Innacurate rotation for angle PI

Hi guys:

I'm working on a project consisting of lines being drawn from a center point out in several angles.

Basically, each 'draw' cycle, the program writes a line from the center with a given angle of rotation, which increases by 1/4 of the circumference 2*PI with each cycle. Here's the very simple code for this program:

int speed = 1;
float angle = 0;        //Angle starting value.
float shift = 2*PI/4;  //Angle discrete additions.  

void setup() {
  size (700,700);
  frameRate(speed);
  smooth();
}

void draw() {
  translate(width/2, height/2);
  rotate(angle);
  line(0,0,300,0);
  angle += shift;

  if (angle > 2*PI){  //Restart angle value to avoid float inaccuracies. 
    angle = 0;
    background(200);
  }

}

The problem is that the third line, corresponding with the third cycle and thus with angle = PI, is drawn in an inaccurate way. I'll attach a capture, I'm not sure that the problem is very noticeable in the image. I find it worrying because this code is the seed of a project in which, eventually I want to get precise information on intersecting lines. But right from the start I couldn't trust the line with angle=PI.

Dibujo1

Any ideas?

Thanks!

Answers

  • Answer ✓

    This is floating point inaccuracy, floats cannot represent values exactly and it just happens to be visually noticeable when angle is PI (FYI, Processing has built-in HALF_PI and TWO_PI)
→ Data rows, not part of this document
PR #6085, opened 2024-12-15
Fixes #26070: Add tests and clean-up JsDataLine structures

fanf:
https://issues.rudder.io/issues/26070

We want to get ride of `JsDataLine` and `JsDataTable` structure. 

This PR: 
- add an util class, `SimpleStatus` (`Enabled`, `Disabled`) that could (should) be used each time we have a `isEnabled: Boolean` parameter. 
- correct all `overriden` into `overridden` (that adds quite a lot of noise, it should have been done in an other PR)
- remove dead code around `ComplianceData` and other structures using `JsDataLine` - there was a lot
- in `JsTableData`, transform the `def json: JObject` into a `def json(freshName: () => String): JObject` so that we can define the "next fresh name" in tests,
- refactor some code to make clearer that we just want to test the serialization of `XXXLine`, not all the surrounding logic. I didn't do it for `ComplianceData`, it would have been too much. 
- change the compliance mock serivice to use a technique with a block, because that wasn't tested (and change the billions API tests impacted)

Generaly, there is a big mismatch in these objects between business logic and presentation / serialisation. 
There is *a ton* of business code that should be tested here, and don't reuse existing services. This is a first step in a more disciplined direction.

### DIFF
--- a/webapp/sources/rudder/rudder-web/src/main/scala/com/normation/rudder/web/components/RuleGrid.scala
+++ b/webapp/sources/rudder/rudder-web/src/main/scala/com/normation/rudder/web/components/RuleGrid.scala
@@ -39,7 +39,6 @@ package com.normation.rudder.web.components
 
 import bootstrap.liftweb.RudderConfig
 import com.normation.box.*
-import com.normation.cfclerk.domain.Technique
 import com.normation.eventlog.ModificationId
 import com.normation.inventory.domain.NodeId
 import com.normation.rudder.domain.eventlog.RudderEventActor
@@ -56,6 +55,7 @@ import com.normation.rudder.web.services.ComputePolicyMode
 import com.normation.rudder.web.services.JsTableData
 import com.normation.rudder.web.services.JsTableLine
 import com.normation.utils.Control.traverse
+import com.normation.utils.SimpleStatus
 import com.normation.zio.*
 import net.liftweb.common.*
 import net.liftweb.http.*
@@ -89,7 +89,6 @@ object DisplayColumn {
 
 class RuleGrid(
     htmlId_rulesGridZone: String, // JS callback to call when clicking on a line
-
     detailsCallbackLink:  Option[(Rule, String) => JsCmd],
     showCheckboxColumn:   Boolean,
     directiveApplication: Option[DirectiveApplicationManagement],
@@ -97,20 +96,7 @@ class RuleGrid(
     graphRecentChanges:   DisplayColumn
 ) extends DispatchSnippet with Loggable {
 
-  sealed private trait Line { val rule: Rule }
-
-  private case class OKLine(
-      rule:              Rule,
-      applicationStatus: ApplicationStatus,
-      trackerVariables:  Seq[(Directive, ActiveTechnique, Technique)],
-      targets:           Set[RuleTargetInfo]
-  ) extends Line
-
-  private case class ErrorLine(
-      rule:             Rule,
-      trackerVariables: Box[Seq[(Directive, ActiveTechnique, Technique)]],
-      targets:          Box[Set[RuleTargetInfo]]
-  ) extends Line
+  import RuleGrid.*
 
   private val getFullNodeGroupLib      = RudderConfig.roNodeGroupRepository.getFullGroupLibrary _
   private val getFullDirectiveLib      = RudderConfig.roDirectiveRepository.getFullDirectiveLibrary _
@@ -233,7 +219,7 @@ class RuleGrid(
               ruleCompliances = {};
               recentChanges = {};
               recentGraphs = {};
-              refreshTable("${htmlId_rulesGridId}", ${newData.json.toJsCmd});
+              refreshTable("${htmlId_rulesGridId}", ${newData.toJson.toJsCmd});
               ${futureCompliance.toJsCmd}
               ${futureChanges.toJsCmd}
           """) // JsRaw ok, escaped
@@ -290,7 +276,7 @@ class RuleGrid(
         val onLoad              = {
           s"""createRuleTable (
                   "${htmlId_rulesGridId}"
-                , ${tableData.json.toJsCmd}
+                , ${tableData.toJson.toJsCmd}
                 , ${showCheckboxColumn}
                 , ${showActionsColumn}
                 , ${showComplianceAndChangesColumn}
@@ -421,6 +407,25 @@ class RuleGrid(
 
   }
 
+  private def getRulePolicyMode(
+      rule:         Rule,
+      nodes:        Set[NodeId],
+      nodeFacts:    MapView[NodeId, CoreNodeFact],
+      directiveLib: FullActiveTechniqueCategory,
+      globalMode:   GlobalPolicyMode
+  ) = {
+    val nodeModes = nodes.flatMap(id => nodeFacts.get(id).map(_.rudderSettings.policyMode))
+    // when building policy mode explanation we look into every directive applied by the rule.
+    // But some directive may be missing so we do 'get', we them skip the missing directive and only use existing one ( thanks to flatmap)
+    // Rule will be disabled somewhere else, stating that some objects are missing and you should enable it again to fix it
+    ComputePolicyMode.ruleMode(
+      globalMode,
+      rule.directiveIds.map(directiveLib.allDirectives.get(_)).flatMap(_.map(_._2)),
+      nodeModes
+    )
+
+  }
+
   /*
    * Get Data to use in the datatable for all Rules
    * First: transform all Rules to Lines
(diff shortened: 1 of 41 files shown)


webapp/sources/rudder/rudder-web/src/main/scala/com/normation/rudder/web/components/RuleGrid.scala
```diff
@@ -233,7 +219,7 @@ class RuleGrid(
               ruleCompliances = {};
               recentChanges = {};
               recentGraphs = {};
-              refreshTable("${htmlId_rulesGridId}", ${newData.json.toJsCmd});
+              refreshTable("${htmlId_rulesGridId}", ${newData});
```
fanf, line 222: for now, `newData` returns a string but we will rewrite it with `toJson` from zio

webapp/sources/rudder/rudder-web/src/main/scala/com/normation/rudder/web/services/ComplianceData.scala
```diff
@@ -45,84 +45,19 @@ import com.normation.rudder.domain.policies.*
...
- *   Javascript object containing all data to create a line about a change in the DataTable
- *   { "nodeName" : Name of the node [String]
- *   , "message" : Messages linked to that change [String]
- *   , "directiveName" : Name of the directive [String]
- *   , "component" : Component name [String]
- *   , "value": Value of the change [String]
- *   , "executionDate" : date the report was run on the Node [String]
- *   }
- */
-final case class ChangeLine(
```
fanf, line 76: not used anywhere

webapp/sources/rudder/rudder-web/src/main/scala/com/normation/rudder/web/services/ComplianceData.scala
```diff
@@ -144,16 +79,16 @@ final case class RuleComplianceLine(
     modeExplanation: String,
     tags:            JValue
 ) extends JsTableLine {
-  val json: js.JsObj = {
+  def json(freshName: () => String): js.JsObj = {
```
fanf, line 82: we need to be able to predict test value

webapp/sources/rudder/rudder-web/src/main/scala/com/normation/rudder/web/services/ComplianceData.scala
```diff
@@ -207,39 +142,6 @@ final case class DirectiveComplianceLine(
...
- *   Javascript object containing all data to create a line in the DataTable
- *   { "node" : Node name [String]
- *   , "id" : Node id [String]
- *   , "compliance" : array of number of reports by compliance status [Array[Float]]
- *   , "compliancePercent" : Compliance percentage [Float]
- *   , "details" : Details of Directive applied by the Node [Array of Directive values ]
- *   , "jsid"    : unique identifier for the line [String]
- *   }
- */
-final case class NodeComplianceLine(
```
fanf, line 220: not used anywhere

webapp/sources/rudder/rudder-web/src/main/scala/com/normation/rudder/web/services/ComplianceData.scala
```diff
@@ -329,79 +230,33 @@ final case class ComponentValueComplianceLine(
...
 
 }
 
 object ComplianceData extends Loggable {
 
-  /*
-   * For a given rule, display compliance by nodes.
-   * For each node, elements displayed are restraint
-   */
-  def getRuleByNodeComplianceDetails(
```
fanf, line 344: not used anywhere

webapp/sources/rudder/rudder-web/src/main/scala/com/normation/rudder/web/services/ComplianceData.scala
```diff
@@ -473,52 +327,26 @@ object ComplianceData extends Loggable {
...
     }
 
-    overridesData.toList
+    overridesData
   }
 
   //////////////// Directive Report ///////////////
 
-  // From Rule Point of view
-  def getRuleByDirectivesComplianceDetails(
```
fanf, line 493: not used anywhere

webapp/sources/rudder/rudder-web/src/main/scala/com/normation/rudder/web/services/LogDisplayer.scala
```diff
@@ -172,34 +172,55 @@ class LogDisplayer(
...
+        .toBox
+    }
+
+    def getRuleName(ruleId: RuleId): Box[String] = {
+      ruleRepository.get(ruleId).map(x => x.name).toBox
+    }
+
+    val data = LogDisplayer.getReportsLineForNode(reports, getDirectiveName, getRuleName)
+
+    OnLoad(JsRaw(s"""refreshTable("${StringEscapeUtils.escapeEcmaScript(tableId)}",${data});"""))
```
clarktsiory, line 189: `${data}` will represent the `data` as string but it is a case class, however we want it's json representation with `data.json.toJsCmd` !

webapp/sources/rudder/rudder-web/src/test/scala/com/normation/rudder/web/services/ReportLineTest.scala
```diff
@@ -0,0 +1,132 @@
...
+      executionDate: DateTime,
+      ruleId:        String,
+      directiveId:   String,
+      nodeId:        String,
+      reportId:      String,
+      component:     String,
+      keyValue:      String,
+      message:       String
+  ) {
+    def toT: (DateTime, RuleId, DirectiveId, NodeId, String, String, String, DateTime, String) = (
```
clarktsiory, line 63: with such method names I prefer when the case class is private (even within a `private object ReportLineTest` companion object)

webapp/sources/rudder/rudder-web/src/main/scala/com/normation/rudder/web/components/RuleGrid.scala
clarktsiory: as in a preview comment, `${newData}` will use the default `toString` on a case class, `JsTableLine` here, so it's not a valid json, we should still keep the `newData.json.toJsCmd`

webapp/sources/rudder/rudder-web/src/test/scala/com/normation/rudder/web/components/RuleLineTest.scala
```diff
@@ -0,0 +1,104 @@
...
+  val mockRules  = new MockRules()
+  val mockNodes  = new MockNodes
+  val mockGroups = new MockNodeGroups(mockNodes, new MockGlobalParam)
+
+  import com.normation.utils.SimpleStatus.*
+
+  val callback: Rule => Option[AnonFunc] = (r: Rule) => {
+    val ajax = SHtml.makeAjaxCall(JsRaw("'" + "cb" + "=' + encodeURIComponent(" + RedirectTo(r.id.serialize).toJsCmd + ")"))
+    Some(AnonFunc("action", ajax))
+  }
```
clarktsiory, line 67: for tests, we may actually avoid using the horrendous JS API, and make a simple `AnonFunc(s"return ${r.id.serialize}")` instead...

webapp/sources/rudder/rudder-web/src/test/scala/com/normation/rudder/web/services/ComplianceLineTest.scala
```diff
@@ -0,0 +1,285 @@
...
+      |, [0, 0.0]
+      |, [0, 0.0]
+      |, [0, 0.0]
+      |, [0, 0.0]
+      |, [0, 0.0]
+      |, [0, 0.0]
+      |, [0, 0.0]
+      |, [0, 0.0]
+      |]
+      |, "compliancePercent": 100.0, "id": "r1", "details": [{"directive": "25. Testing blocks", "id": "directive-techniqueWithBlocks", "techniqueName": "technique with blocks", "techniqueVersion": "1.0", "compliance": [[0, 0.0]
```
clarktsiory, line 104: I would prefer a json semantic equality check (`equalsJsonSemantic`) and having a prettified JSON without margin in tests, it is very hard to edit,copy/paste and diff otherwise

clarktsiory (changes requested):
Overall it looks good to me, there are two breaking changes related to string interpolation that need to be fixed

webapp/sources/rudder/rudder-web/src/main/scala/com/normation/rudder/web/components/RuleGrid.scala
fanf: ah yes, I changed return to `JsTableLine` back since comment, and forgot to correct all places

webapp/sources/rudder/rudder-web/src/test/scala/com/normation/rudder/web/components/RuleLineTest.scala
fanf: I really want to have the test as near as possible from the use case, to check that what we test is really what is used.

It should go away in latter refactoring and migration

webapp/sources/rudder/rudder-web/src/main/scala/com/normation/rudder/web/components/RuleGrid.scala
```diff
@@ -290,7 +276,7 @@ class RuleGrid(
         val onLoad              = {
           s"""createRuleTable (
                   "${htmlId_rulesGridId}"
-                , ${tableData.json.toJsCmd}
+                , ${tableData}
```
clarktsiory, line 279: This breaking change remains, but I think this is the last one : 
```suggestion
                , ${tableData.toJson.toJsCmd}
```

fanf:
PR updated with a new commit

clarktsiory (approved):

fanf:
OK, squash merging this PR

    Resetting angle as in your sketch will prevent a buildup of floating point inaccuracy but it won't solve inaccuracies like this between 0.0 and TWO_PI

    This problem is going to be more noticeable with horizontal and vertical lines. Maybe use an integer state system instead and draw those lines as special cases without rotate(). For example, your current sketch has 4 states, handling each with conditional statements is pretty easy and avoids visual inaccuracy:

    void setup() {
      size(700, 700);
      frameRate(1);
      smooth();
    }
    
    void draw() {
      translate(width/2, height/2);
    
      if (frameCount%4 == 1) {
        background(200);
        line(0, 0, 300, 0);
      }
      else if (frameCount%4 == 2)
        line(0, 0, 0, 300);
      else if (frameCount%4 == 3)
        line(0, 0, -300, 0);
      else if (frameCount%4 == 0)
        line(0, 0, 0, -300);
    }
    

    If later you want to have lines that are not horizontal or vertical then add an else statement that handles that generically:

    else {
      rotate(angle);
      line(0, 0, 300, 0);
    }
    

    The generic case shouldn't cause noticeable visual problems for lines that are not horizontal or vertical

  • Thanks asimes, I'll try your approach.

Sign In or Register to comment.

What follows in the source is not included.